La maison de là-bas fin

aile68

ça aurait pu être une belle chanson mais il manquait la musique des pleurs et de l'espérance oubliée au fond d'un mouchoir de poche brodé par grand-mère. Entrelacs de souvenirs et de parfums de là-bas, tomates séchées au soleil de là-bas, je jouissais de la vie dans toute sa profondeur et son intensité. Beaucoup de monde se réunissait dans la maison, des cousins venus de loin, l'Amérique nous semblait si proche avec eux! Nous savourions des fruits de là-bas, de grosses mures charnues, l'or noir des collines et des campagnes, nous visitions des grottes à ciel ouvert, effondrées dans l'érosion des roches, il y a un millier d'années de cela. Nos vacances c'était ombre et lumières dorées, cadeaux et bonbons cachés dans des valises que nous ramènerions avec d'autres paquets bien ficelés que nous passions par les fenêtres d'un train spécialement formé pour nous, les émigrés.

Ensemble nous formions des mondes universels, sans pays, sans frontières, que des limites naturelles comme des fleuves ou d'immenses forêts, noires, bleues. Le soir, sur la place comme un grand plateau scénique, nous écoutions des musiciens en verve, des orchestres de tambourins et de mandolines émouvantes, sautillantes, le folklore plaisait encore mais pour plus longtemps. Les jeunes avaient envie de modernisme mais on se promenait encore le bras dessus dessous sur le cours long comme une rivière mouvante, bruyante. Les voitures avaient du mal à se frayer un chemin dans la foule endimanchée, longue parade où l'on pouvait tomber amoureux ou au contraire où l'on fuyait les garçons trop pressants, trop âgés.

Là-bas, les feux d'artifice étaient des châteaux de feu, on achetait de grands ballons de baudruche qu'on attachait ensuite au balcon du premier, on les regardait flotter dans l'air avec amusement avec la cousine d'Amérique et, ils résistaient ces ballons, à la chaleur du soleil implacable. J'aurais aimé y aller en Amérique, au V. plus précisément, au Sud des Etats-Unis, j'ose croire que c'est encore possible. Rêves, espoirs de "là-bas" divers, on regardait les grosses voitures de ceux qui venaient d'Allemagne avec dédain et pourtant ça aurait pu être nos cousins, nos amis.
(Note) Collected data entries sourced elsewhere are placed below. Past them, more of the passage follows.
PR #255, opened 2026-04-19
fix: replace deprecated datetime.utcnow() with timezone-aware alternatives

chrisrogers37:
## Summary

- Replace all 30+ `datetime.utcnow()` calls across `src/services/` (16 files + `base_service.py`) with `datetime.now(timezone.utc)`, eliminating Python 3.12 deprecation warnings
- Invert `.replace(tzinfo=None)` patterns to `.replace(tzinfo=timezone.utc)` where comparisons need both sides timezone-aware
- Update 6 test files with aware mock values and `mock.now` instead of `mock.utcnow`
- Extract single `now` variable in `HistoryCreateParams` constructors to avoid redundant calls

## Test plan

- [x] All 1618 tests pass (0 failures, 16 skipped)
- [x] Verified zero remaining `datetime.utcnow()` or `utcnow` references in `src/services/`
- [x] `/simplify` review completed — fixed redundant calls, dead test code, comment quality
- [x] Naive/aware comparison points validated via test suite (mocks use `tzinfo=timezone.utc`)

Closes #249

🤖 Generated with [Claude Code](https://claude.com/claude-code)

PR #262, opened 2026-04-20
refactor: extract TelegramService god class into focused handlers

### LINKED ISSUE #251: [tech-debt] TelegramService god class — 802 lines, 12 dependencies
## Problem

`TelegramService` at 802 lines with 29 methods and 12 injected repository/service dependencies is a god class. It acts as the central hub for all Telegram bot operations, instantiating 7 repositories and 5 services in `__init__`.

The composition pattern (sub-handlers like `TelegramCommandHandlers`, `TelegramAutopostHandler`) is already in place and is a good architectural decision — but `TelegramService` itself still carries too much direct state and lifecycle responsibility.

## Specific Concerns

- `__init__` creates 12 dependencies eagerly (connection pool pressure)
- `cleanup_transactions()` and `close()` both need manual overrides to handle `InteractionService` — a sign of leaky abstraction
- `_operation_locks`, `_cancel_flags`, `_known_memberships` are all in-memory state management that could be extracted

## Suggested Fix

1. Extract operation lock/cancel flag management into a dedicated `OperationStateManager`
2. Consider lazy-loading repositories (like `HealthCheckService` already does) to reduce init-time connections
3. Move `_escape_markdown` to `telegram_utils.py` (it's already imported from telegram_service by other modules)

## What's Good

The handler composition pattern is solid — `TelegramCommandHandlers`, `TelegramAutopostHandler`, etc. are well-factored. This is about the hub class, not the spokes.

---
*Auto-generated by tech-debt audit on 2026-04-17*

chrisrogers37:
## Summary

Breaks the 804-line `TelegramService` god class into a thin orchestrator (496 lines) plus 4 focused handler classes, following the existing composition pattern used by `TelegramCommandHandlers`, `TelegramAutopostHandler`, etc.

**Extracted classes:**
- **`OperationStateManager`** (36 lines) — per-queue-item asyncio locks and cancellation flags
- **`TelegramUserManager`** (90 lines) — user creation, profile sync, membership cache, display names
- **`TelegramMembershipHandler`** (185 lines) — bot added/removed from groups, onboarding DM flow
- **`TelegramLifecycleHandler`** (95 lines) — startup/shutdown admin notifications

**Also:**
- Consolidated duplicate `_escape_markdown` (was in `telegram_service.py` and `telegram_notification.py`) into `telegram_utils.py` as the canonical location
- TelegramService keeps thin delegate methods so all 20+ handler call sites (`self.service.get_operation_lock()`, `self.service._get_or_create_user()`, etc.) continue working unchanged
- Updated tests for the new structure

## What stays in TelegramService

- `__init__` with repos/services (still the dependency container)
- `initialize()` — handler instantiation and Telegram handler registration
- Callback dispatch table and two-tier routing
- Conversation message routing (thin, ~10 lines)
- Notification/lifecycle delegates
- Polling lifecycle (`start_polling`, `stop_polling`)
- `cleanup_transactions` / `close` overrides (InteractionService special handling)

Closes #251

## Test plan

- [x] All 1618 tracked tests pass (16 skipped)
- [x] Pre-existing failures excluded (conversation_service SettingsService mock, backfill_downloader 403)
- [x] Updated `test_phase2b_handlers.py` to test `TelegramMembershipHandler` directly
- [x] Updated `test_telegram_callbacks.py` for `operation_state` internal path
- [x] Ran `/simplify` — moved `is_verbose` off `TelegramUserManager` (settings concern), stripped boilerplate docstrings

### DIFF
--- a/CHANGELOG.md
+++ b/CHANGELOG.md
@@ -7,6 +7,10 @@ and this project adheres to [Semantic Versioning](https://semver.org/spec/v2.0.0
 
 ## [Unreleased]
 
+### Changed
+
+- **TelegramService god class refactor** (#251) — Broke 804-line `TelegramService` into thin orchestrator (496 lines) plus 4 focused handler classes: `OperationStateManager`, `TelegramUserManager`, `TelegramMembershipHandler`, `TelegramLifecycleHandler`. Consolidated duplicate `_escape_markdown` into `telegram_utils.py`.
+
 ### Fixed
 
 - **Narrow broad `except Exception` catches** (#250) — Audited 88 `except Exception` catches across `src/services/`. Narrowed catches to specific types (`TelegramError`, `SQLAlchemyError`, `InvalidToken`, etc.) where failure modes are known. Added `noqa: BLE001` annotations with justification comments to intentionally broad catches (best-effort logging, cleanup, health checks). Added `exc_info=True` to health check error handlers.
--- a/CHANGELOG.md
+++ b/CHANGELOG.md
@@ -7,6 +7,10 @@ and this project adheres to [Semantic Versioning](https://semver.org/spec/v2.0.0
 
 ## [Unreleased]
 
+### Added
+
+- **Test coverage for 7 untested service modules** (#252) — 110 unit tests covering `telegram_callbacks_core`, `telegram_callbacks_queue`, `telegram_callbacks_admin`, `conversation_service`, `start_command_router`, `user_service`, and `backfill_downloader`. Shared test helpers (`make_query`, `make_user`, `noop_context_manager`) added to `conftest.py`.
+
 ### Changed
 
 - **TelegramService god class refactor** (#251) — Broke 804-line `TelegramService` into thin orchestrator (496 lines) plus 4 focused handler classes: `OperationStateManager`, `TelegramUserManager`, `TelegramMembershipHandler`, `TelegramLifecycleHandler`. Consolidated duplicate `_escape_markdown` into `telegram_utils.py`.
--- a/src/services/core/telegram_callbacks_queue.py
+++ b/src/services/core/telegram_callbacks_queue.py
@@ -8,8 +8,8 @@ from telegram import InlineKeyboardButton, InlineKeyboardMarkup
 
 from sqlalchemy.exc import OperationalError
 
-from src.services.core.telegram_service import _escape_markdown
 from src.services.core.telegram_utils import (
+    escape_markdown as _escape_markdown,
     build_queue_action_keyboard,
     validate_queue_and_media,
     validate_queue_item,
--- a/src/services/core/telegram_lifecycle.py
+++ b/src/services/core/telegram_lifecycle.py
@@ -1,0 +1,95 @@
+"""Lifecycle notifications for the Telegram bot (startup/shutdown)."""
+
+from __future__ import annotations
+
+from datetime import datetime
+from typing import TYPE_CHECKING
+
+from src.config.settings import settings
+from src.utils.logger import logger
+from src import __version__
+
+if TYPE_CHECKING:
+    from src.services.core.telegram_service import TelegramService
+
+
+class TelegramLifecycleHandler:
+    """Sends startup and shutdown notifications to the admin chat."""
+
+    def __init__(self, service: TelegramService):
+        self.service = service
+
+    async def send_startup_notification(self):
+        """Send startup notification to admin with system status."""
+        if not settings.SEND_LIFECYCLE_NOTIFICATIONS:
+            return
+
+        try:
+            pending_count = self.service.queue_repo.count_pending()
+            media_count = len(self.service.media_repo.get_all(is_active=True))
+            recent_posts = self.service.history_repo.get_recent_posts(hours=24)
+            last_post_time = recent_posts[0].posted_at if recent_posts else None
+
+            if last_post_time:
+                time_diff = datetime.utcnow() - last_post_time
+                hours = int(time_diff.total_seconds() / 3600)
+                last_posted = f"{hours}h ago" if hours > 0 else "< 1h ago"
+            else:
+                last_posted = "Never"
+
+            message = (
+                f"🟢 *Storyline AI Started*\n\n"
+                f"📊 *System Status:*\n"
+                f"├─ Database: ✅ Connected\n"
+                f"├─ Telegram: ✅ Bot online\n"
+                f"├─ Queue: {pending_count} pending posts\n"
+                f"└─ Last posted: {last_posted}\n\n"
+                f"⚙️ *Configuration:*\n"
+                f"├─ Posts/day: {settings.POSTS_PER_DAY}\n"
+                f"├─ Window: {settings.POSTING_HOURS_START:02d}:00-{settings.POSTING_HOURS_END:02d}:00 UTC\n"
+                f"└─ Media indexed: {media_count} items\n\n"
+                f"🤖 v{__version__}"
+            )
+
+            await self.service.bot.send_message(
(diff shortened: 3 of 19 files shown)


chrisrogers37 (commented):
## PR #262 Review — TelegramService god class refactor

**Overall**: Clean extraction. Handler boundaries are correct, delegation pattern is solid, no behavior changes, no circular dependency risk. Two blockers before merge.

---

### Blockers

**1. `src/services/core/telegram_lifecycle.py:54` — `datetime.utcnow()` reintroduced**

```python
time_diff = datetime.utcnow() - last_post_time
```

This code was moved from `telegram_service.py` but not updated. PR #255 just swept every `utcnow()` call out of the codebase — this new file reintroduces it. Fix:

```python
from datetime import datetime, timezone
# ...
time_diff = datetime.now(timezone.utc) - last_post_time
```

**2. Changelog CI failing** — no CHANGELOG.md entry for this refactor.

---

### Everything Else: Verified Correct ✓

**Extraction boundaries** — well-scoped:
- `OperationStateManager`: asyncio locks + cancel flags. Get/create pattern is safe (asyncio is single-threaded; no `await` between check and insert means no concurrent interleaving possible).
- `TelegramUserManager`: user creation, profile sync, membership cache, display names. `_known_memberships` correctly encapsulated here.
- `TelegramMembershipHandler`: bot add/remove flows, onboarding DM. Cache eviction delegates cleanly to `user_manager.evict_memberships_for_chat()`.
- `TelegramLifecycleHandler`: startup/shutdown admin notifications. Clean, aside from blocker #1.

**No behavior changes** — pure refactor confirmed. Logic moved verbatim; the one new method (`evict_memberships_for_chat`) is cleaner than direct dict mutation.

**No circular dependency risk** — all 4 handler files use `TYPE_CHECKING` guard for `TelegramService` import. Runtime dependency flows one direction: handlers hold a reference to the service, not vice versa.

**`_escape_markdown` consolidation** — correct. `escape_markdown` is canonical in `telegram_utils.py`. Both `telegram_callbacks_queue.py` and `telegram_notification.py` updated to import from there. Re-export in `telegram_service.py` (`noqa: F401`) is a harmless safety net.

**Delegate methods** — all present in `TelegramService`: `get_operation_lock`, `get_cancel_flag`, `cleanup_operation_state`, `_get_or_create_user`, `_get_display_name`, `send_startup_notification`, `send_shutdown_notification`.

**Tests** — `test_phase2b_handlers.py` correctly tests `TelegramMembershipHandler` directly; `_known_memberships` access updated to `service.user_manager._known_memberships`; operation state assertions updated to `service.operation_state.*`. All correct.

chrisrogers37 (commented):
## Empirical Verification Review (reviewer-2)

> I traced 3 extracted paths and ran mutation analysis on 2 test files. All behavioral paths verified correct.

---

### Traced path 1: `ChatMemberHandler` registration ✅

**Old**: `ChatMemberHandler(self._handle_my_chat_member, ...)`
**New**: `ChatMemberHandler(self.membership_handler.handle_my_chat_member, ...)`

Both registered in `initialize()`. Verified `membership_handler` is instantiated before any handler can fire (PTB doesn't deliver events until `start_polling` is called, which comes after `initialize()`). Correct.

---

### Traced path 2: `_known_memberships` cache — write/evict consistency ✅

This is the most subtle refactor: the membership cache moved from `TelegramService._known_memberships` to `TelegramUserManager._known_memberships`.

- **Writes**: `TelegramUserManager._ensure_membership` → `self._known_memberships.add(cache_key)` ✅
- **Evictions**: `TelegramMembershipHandler._handle_bot_removed_from_group` → `self.service.user_manager.evict_memberships_for_chat(chat.id)` → `self._known_memberships -= to_evict` ✅

Both operations now target the same set object (`user_manager._known_memberships`). The eviction also now returns the evicted count and logs it — a small improvement over the old silent eviction.

---

### Traced path 3: `OperationStateManager` delegates ✅

All three call sites in `telegram_autopost.py` go through `TelegramService` delegates:

- `self.service.get_operation_lock(queue_id)` → `self.operation_state.get_lock(queue_id)` ✅
- `self.service.get_cancel_flag(queue_id)` → `self.operation_state.get_cancel_flag(queue_id)` ✅
- `self.service.cleanup_operation_state(queue_id)` → `self.operation_state.cleanup(queue_id)` ✅

Public API on `TelegramService` is fully preserved — handler modules don't need to know about `OperationStateManager`.

---

### Mutation tests: `test_phase2b_handlers.py` — NOT decoys ✅

**`test_bot_kicked_deactivates_memberships`**:
- Asserts `deactivate_for_chat.assert_called_once_with(str(mock_chat_settings.id))` — if `_handle_bot_removed_from_group` is broken, this fails
- Asserts cache entries for `-100999` are evicted from `service.user_manager._known_memberships` and entry for `-100888` survives — if `evict_memberships_for_chat` is a no-op, these fail
- Not a decoy.

**`test_bot_added_auto_links_pending_session`**:
- Asserts `mock_conv.link_group_to_instance.assert_called_once_with(...)` — if session detection or linking is broken, this fails
- Not a decoy.

**`test_telegram_callbacks.py` change**: `service.operation_state._operation_locks` / `._cancel_flags` — if `OperationStateManager.cleanup()` had a bug, the lock would remain and the assertion fails. Not a decoy.

---

### Nit 1 — `telegram_autopost.py` still imports from old location

`telegram_callbacks_queue.py` was updated in this PR to import `escape_markdown as _escape_markdown` from `telegram_utils` directly. But `telegram_autopost.py` (not changed in this PR) likely still imports `_escape_markdown` from `telegram_service`. The re-export shim (`from src.services.core.telegram_utils import escape_markdown as _escape_markdown  # noqa: F401`) covers it, so nothing breaks — but the inconsistency means the shim can't be safely removed in a follow-up. Suggest updating `telegram_autopost.py` to import from `telegram_utils` directly.

---

### Nit 2 — New failure mode: `self.lifecycle` before `initialize()`

Old code: `send_startup_notification` was a method directly on `TelegramService`, always callable.
New code: it delegates to `self.lifecycle`, which is only set in `initialize()`. Calling it before `initialize()` would raise `AttributeError`.

Not a regression given `main.py` hasn't changed and the call order is presumably `initialize() → send_startup_notification()`. But it's now an implicit precondition where none existed before. A one-liner guard makes this explicit: `if not hasattr(self, 'lifecycle'): return`, or initialize `self.lifecycle = None` in `__init__`.

---

**Verdict: Approve.** All 3 traced paths verify correct — handler registration, cache write/evict consistency, and delegate wiring all hold. Mutation tests are load-bearing. The two nits are low-risk and don't block merge.

chrisrogers37 (commented):
## Re-review PR #262

**Original blockers**: Both resolved.
- `telegram_lifecycle.py` → `datetime.now(timezone.utc)` ✓
- CHANGELOG entry added ✓

---

### New Blocker — Lint failing

**`tests/src/services/test_telegram_callbacks_admin.py`** — new test file uses `datetime.utcnow()` in three test methods:

```python
now = datetime.utcnow()  # test_reschedule_action, test_clear_action, test_force_action
```

Same issue as the lifecycle fix. The import is also missing `timezone`. Fix:

```python
from datetime import datetime, timedelta, timezone
# ...
now = datetime.now(timezone.utc)  # all three occurrences
```

---

### Reviewer 2 Nits — noted, agree both are low-risk

- **`telegram_autopost.py`** still imports `_escape_markdown` via the re-export shim — fine for now but blocks shim removal later. Good follow-up candidate.
- **`self.lifecycle` precondition** — initializing `self.lifecycle = None` in `__init__` would make the ordering requirement explicit, but not a regression.

Everything else remains verified correct from the first review.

Dans mon île de là-bas, quand j'étais petite c'était encore mules et longues processions de chèvres et de brebis, c'était un événement spectaculaire quand ces dernières passaient. Mon petit-frère lui, cochait les jours qui passaient lentement, brûlaient au soleil avec les champs de blé le soir, après une longue journée de soleil.

C'est resté un pays de soleil et de joie, de combat sur une vie difficile, une charnière entre un passé qui sévit encore et un présent malmené, négligé par une mentalité corrompue, séculaire qui sévit dans toute l'île, un "là-bas" qui s'est construit à la force du poing et des proverbes que ma mère cite encore.